Sunday, August 9, 2020

Week #10: Towards a new Bubble Detection algorithm

This week was mostly focused on studying the paper named Superbubbles, Ultrabubbles, and Cacti by Benedict Paten et. al (which can be found here) in order to improve the bubble detection capabilities of my script. As you may remember from last week, VCF validation didn't go as expected, and I think Bubble Detection may be (at least part of) what's causing the issue. So, I was suggested to use that paper as a reference for a new, more general, Bubble Detection algorithm.

The current approach, which is heavily inspired by Flavia95's work, albeit with a few changes (such as using a BFS instead of a DFS), has two main drawbacks:

  1. It is impossible to detect multiple (simple) bubbles that happen at the same distance from the root. This is due to the algorithm looking for a single node at a given level. This is clearly not the case when multiple bubbles are open at the same time.

  2. It does not detect superbubbles properly. While there is a simple way to detect when a bubble is opening, it's harder to tell when it must be closed.
An example of a problematic graph

The approach presented in the paper is completely different. Instead of using a BFS-tree, it uses a completely different data structured called cactus graph. A cactus graph is a particular type of graph in which edge belongs to at most a single cycle (more information can be found here). The general idea is to convert the starting graph into a cactus graph, and then the cactus graph into a bridge forest.

In order to fully understand this paper, it is important to notice that the starting graph is represented as a biedged graph, that is a graph with two types of edges (black and gray), such as each vertex is incident with at most one black edge. With regards to the Handlegraph model, a black edge in a biedged graph is equivalent to a node; a grey edge is instead equivalent to an edge. While this conversion may appear to be straightforward, in practice is makes the algorithm not so easy to translate between the two.

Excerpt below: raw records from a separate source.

PR #563, opened 2023-02-16
Update scheduler state to in-sync after creation

wl-yankabuki:
### Why

The scheduler state is not being updated after its creation, this change updates it to in-sync when the create scheduler operation finished. Also, when a new version operation is executed, it will set the scheduler to creating until the switch version operation finishes.


lyracampos (approved):
LGTM!

PR #573, opened 2023-03-01
Add safe to evict annotation to kubernetes pods

reinaldooli:
### What does this PR do?

Add `safe-to-evict` annotation to every pod created by maestro.

### Context

It'll allow kubernetes to scale down cluster nodes, resulting in infra cost savings.


wl-yankabuki (approved):
LGTM

tobiasbu (approved):
LGTM!

PR #576, opened 2023-03-13
Use ready rooms to calculate the desired number of rooms

reinaldooli:
### What does this MR do?

Uses `Ready` game rooms to calculate the desired number of rooms.


tobiasbu (approved):
LGTM!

In order to obtain the bridge forest from a given biedged graph, the following steps must be followed:
  1. Contract the grey edges in the biedged graph 
  2. Merge the vertices in each 3-edge-connected component, to obtain a cactus graph 
  3. Contract the edges in each cycle, to obtain a bridge forest 
Bridge forest construction algorithm illustrated


The main problem with applying this algorithm to a Handlegraph instead of a biedged graph is that in step 1 the grey edges get "eliminated" (or rather, contracted) so that only black edges remain. But what does this entail in a Handlegraph? It can't be multiple nodes because there is no edge (grey edge in the biedged graph) connecting them; it also makes no sense to have a single node representing the whole graph. This is still an open issue, and I'll try to solve it by taking a close look at how vg implements this algorithm.


My take on simulating step 1 of the algorithm above, but is it actually correct?